The move reflects the Trust’s commitment to both staff and students. For students, the new service promises greater quality and choice, whereas staff will benefit from greater support and increased training and career development opportunities.
After completing a successful pilot at The Forest School in Knaresborough, North Yorkshire, Wellspring has begun the process of moving its other schools’ catering services over. So far, 21 out of Wellspring’s 31-strong school community now enjoy in-house arrangements. The move enables Wellspring to have greater control over menu planning, ingredient sourcing and meal preparation.
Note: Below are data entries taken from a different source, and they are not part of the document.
PR #595, opened 2023-08-09
feat: script to convert ascii files TDE-814

MDavidson17:
(Built on top of multithreading branch will rebase onto master and mark ready for review when that [PR](https://github.com/linz/topo-imagery/pull/580) is merged)

Includes some refactoring of existing listing/downloading code to avoid duplication:
- `list_json_in_uri` -> `list_uri` 

Has successfully run on a edited workflow in argo:
image


scripts/translate_ascii.py
```diff
@@ -0,0 +1,59 @@
...
+            asc_files = write_all(inputs=asc_files, target=tmp_path, concurrency=25)
+
+        else:
+            # list ascii files from local
+            asc_files = [os.path.join(source, file) for file in os.listdir(os.path.abspath(source)) if file.endswith(".asc")]
+
+        tiffs = []
+        for asc in asc_files:
+            # translate from ascii to geotiff using GDAL
+            tiff = os.path.join(tmp_path, f"{asc.split('/')[-1].split('.')[0]}.tiff")
```
paulfouquet, line 47: I would recommend using `os.path` to change the file extension name.

scripts/translate_ascii.py
```diff
@@ -0,0 +1,59 @@
...
+            command = ["gdal_translate", "-of", "GTiff", asc, tiff]
```
blacha, line 48: What does this output as? do we need a `-co COMPRESS=lzw` `-co NUM_THREADS=all_cpus` etc?

scripts/translate_ascii.py
```diff
@@ -0,0 +1,59 @@
...
+    --source - local or s3 path to source data
+    --target - local or s3 path to write converted tiffs
+
+    examples:
+        python translate_ascii.py --source s3://linz-elevation-staging/test/sample-tests/ --target /tmp/
+        python translate_ascii.py --source ./tests/data/ --target /tmp/
+    """
+
+    parser = argparse.ArgumentParser()
+    parser.add_argument("--source", dest="source", required=True, help="S3 path to the input ascii files")
```
paulfouquet, line 24: I'm not sure to have a full understanding of this integrated inside a workflow.
Why not passing a path to a file (json) that contains the actual list of the ascii files. So you can exclude the logic of filtering the source directory (as we do in other scripts in this repo).

scripts/files/fs_s3.py
```diff
@@ -164,7 +163,7 @@ def prefix_from_path(path: str) -> str:
     return path.replace(f"s3://{bucket_name}/", "")
 
 
-def list_json_in_uri(uri: str, s3_client: Optional[boto3.client]) -> List[str]:
+def list_uri(uri: str, s3_client: Optional[boto3.client], extension: Optional[str] = None) -> List[str]:
     """Get the `JSON` files from a s3 path
```
paulfouquet, line 167: This description comment needs to be updated.

scripts/translate_ascii.py
paulfouquet, line 48: I would move the command declaration where we put the other ones.

scripts/files/fs_s3.py
MDavidson17: Base on your previous comment this change was no longer required so I reverted this function back to how it was

scripts/translate_ascii.py
MDavidson17: Good point, I have changed this to from-file and undated the temporary ascii workflow to use aws-list similar to how we structured for creating thumbnails

scripts/translate_ascii.py
MDavidson17: I've added both `-co COMPRESS=lzw` and `-co NUM_THREADS=all_cpus` this script runs before standarding so I was intending just to convert the ascii file to tiff and let standardising handle the rest?

blacha: Ideally we should never store anything uncompressed, converting from ASC to uncompressed tiff is a improvement, but still should atleast be `lzw` 

I thinkg there are a few standard parameters we need to always add to `gdal_translate` like the `NUM_THREADS` and defaulting to lzw for compression seems easy.

amfage (dismissed):

scripts/translate_ascii.py
```diff
@@ -0,0 +1,49 @@
...
+    asc_files = json.loads(read(arguments.from_file))
+
+    with tempfile.TemporaryDirectory() as tmp_path:
+        tiffs = []
+        for ls in asc_files:
+            for asc in ls:
+                # translate from ascii to geotiff using GDAL
+                filename = os.path.splitext(os.path.basename(asc))[0]
+                tiff = os.path.join(tmp_path, f"{filename}.tiff")
+                run_gdal(get_ascii_translate_command(), input_file=asc, output_file=tiff)
```
paulfouquet, line 37: It would be a good idea to run them in concurrency?

scripts/translate_ascii.py
```diff
@@ -0,0 +1,67 @@
...
+
+        # copy any sidecar files to target
+        sidecars = []
+        for ls in asc_files:
+            sidecars += find_sidecars(ls, [".prj", ".tfw"])
+        write_all(inputs=sidecars, target=arguments.target)
+
+
+def translate_ascii(file: str, tmp_path: str) -> str:
+    # translate from ascii to geotiff using GDAL
```
paulfouquet, line 59: Would be better to be a docstring.

scripts/translate_ascii.py
```diff
@@ -0,0 +1,67 @@
...
+    filename = os.path.splitext(os.path.basename(file))[0]
```
paulfouquet, line 60: I would suggest using `get_file_name_from_path()`

scripts/translate_ascii.py
```diff
@@ -0,0 +1,67 @@
...
+from functools import partial
+from multiprocessing import Pool
+
+from scripts.cli.cli_helper import is_argo
+from scripts.files.fs import find_sidecars, read, write_all
+from scripts.gdal.gdal_helper import run_gdal
+from scripts.gdal.gdal_preset import get_ascii_translate_command
+
+
+def main() -> None:
```
paulfouquet, line 14: Would be nice to have some logs with stats like duration, number of files, etc.

paulfouquet (changes requested):

paulfouquet (approved):

PR #3089, opened 2025-04-17
removing the reg link for GCC2024 and adding GBCC2025

scottcain:
@bgruening I noticed that https://galaxyproject.org/eu/ had a link to GCC2024 registration, so I removed it and replaced it with a reg link for GBCC2025.


bgruening:
Mh, how did this happen. Thanks for the catch!

PR #3096, opened 2025-04-25
added logos to the esg Workflow event

teresa-m:
added logos to the esg Workflow event


bgruening:
Lets see, I will fix it when it does not look correct.

teresa-m:
Maybe the logos are a bit too close. But I think it is ok: https://galaxyproject.org/events/2025-05-13-byow-workshop/

PR #3104, opened 2025-04-28
Create event page for Galaxy Workshop on Digital Humanities in Freiburg

Sch-Da:
Creating an event page for a Galaxy Workshop in Freiburg


Sch-Da:
thanks for improving this!

Issue #3124, opened 2025-05-08
Updates for GTN event import bot


shiltemann:
@arash77 thanks again for making the importer! Today I noticed some suboptimal behaviour:

There was a GTN external event, that linked to an event page here on the Hub. The importer then tried to import this event, and overwrote the existing event (ending with a circular reference of GTN pointing to Hub, pointing back to GTN)

Suggested solution:
- if the GTN event has `layout: event-external`
- check if the `url: ` parameter is a Hub link, and skip the event if so

Secondly, for other `event-external` GTN events, it would be best if the Hub linked directly to that URL, rather than to the GTN.

arash77:
Thanks for the feedback! External URLs aren’t available in the feed, but we can use the `already-on-hub` tag to skip importing those events for now.
I will try to find a way to include the direct external URLs.

PR #3127, opened 2025-05-09
Fix slug generation in gtn import

arash77:
Ensure that slug generation correctly handles URLs by removing any trailing slashes before processing. This is particularly important for external links, which may not follow the same structure as GTN links. Additionally, skip external events that link to Galaxy Hub events to avoid duplication.
This addresses https://github.com/galaxyproject/galaxy-hub/issues/3124.


bgruening (approved):

bgruening:
Thanks @arash77

PR #3128, opened 2025-05-12
EGD2025 update schedule

dadrasarmin:
Hi,

I have added a draft schedule to the event page and removed the accommodation section. Oana received a few offers which were more expensive compared to the normal bookings and we decided to not include them.

(@bgruening and @hrhotz) Could you please look at the draft schedule? I am open to change it. However, I think it is good to shape it based on the registration information that we receive slowly. For example, I noticed that the current schedule has significantly more male than female or diverse volunteers to present something. I would like to change it and include more female/diverse scientists.

Moreover, I think we need more registration from ELIXIR communities. That section is almost empty.


hrhotz:
Hi Armin

Thank you very much for moving forward. It is always good to have a preliminary schedule up as soon possible, as this will attract more registrations...hopefully.
I do see your concern about the 'dominance' of the old white men in the schedule. We were in similar situations at previous occasions in the build up for the event. However, again looking back at previous occasions, it actually leveled out pretty well in the end (most of the time).
I would not be too much concerned at this moment, let's wait (at least till after GCC) till we have more registrations.
If it looks really bad, we can always approach people and try to convince them to present something, and thereby shift the balance.

Otherwise, I had a very quick look at your suggestions and they look perfect to me

hrhotz (approved):
see my comments above

dadrasarmin:
Thank you very much for your feedback. You are correct GCC could help us to get more registration and reach more people.

PR #3130, opened 2025-05-12
Port article tag filtering to main news page

ElectronicBlueberry:
Ports the tag filter feature from the esg subsite to the main news page, allowing dynamic links like: `https://galaxyproject.org/news/?tag=TIaaS`


bgruening:
Thanks @ElectronicBlueberry!

PR #3143, opened 2025-05-15
add anylabeling news

sunyi000:
news about AnyLabeling IT in Galaxy Europe
@bgruening @beatrizserrano


content/images/galaxy-anylabeling-results.png
bgruening, line 1: is that a goejson? Can you visualise that in the geojson viewer in Galaxy?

Clare Stevens, Director of Operations at Wellspring, said: “This is a significant shift in operations for our large, growing, multi-academy trust. Our catering offer varied widely in both quality and choice across our community of schools and we were keen to ensure that all our pupils could enjoy the same high quality, nutritious meals. It has taken significant investment, both in terms of equipment and staffing, but we all agree the benefits far outweigh the costs.
“Many Wellspring schools operate in areas of high socio-economic deprivation and school dinners are incredibly important for their health and wellbeing. Having greater control over what we offer means we can be sure they are receiving the very best.
“It’s proving transformational for our catering teams too. The creativity and innovation that they are demonstrating is a joy to see – one team delivered a fantastic Egyptian-themed menu to support the school’s work on ancient Egypt. It was also wonderful to be able to welcome our catering staff into our Trust’s annual Festival of Learning training day for the very first time this month. Catering teams make such an important contribution to school life and it’s great that they are now Wellspring employees alongside their other school colleagues.”
Josh Greaves, Deputy Chief Executive at Wellspring, added: “This initiative was born of our shared determination that every Wellspring child, wherever they are educated, should have access to a delicious and nutritious meal, every day. This has been an enormous ask of the team yet they’ve risen to the challenge brilliantly. We envisaged a school meal offer that was of the highest quality across the Trust, offering variety, choice and supporting health and vitality. The team has delivered that and more.
“The move to in-house is also allowing us to explore how we can be greener in our choices, looking at food waste and local suppliers. Our environmental credentials are something we take very seriously at Wellspring and food production is a clear area where we can have a positive impact. I’m excited to see how we can develop the service over the coming months and years.’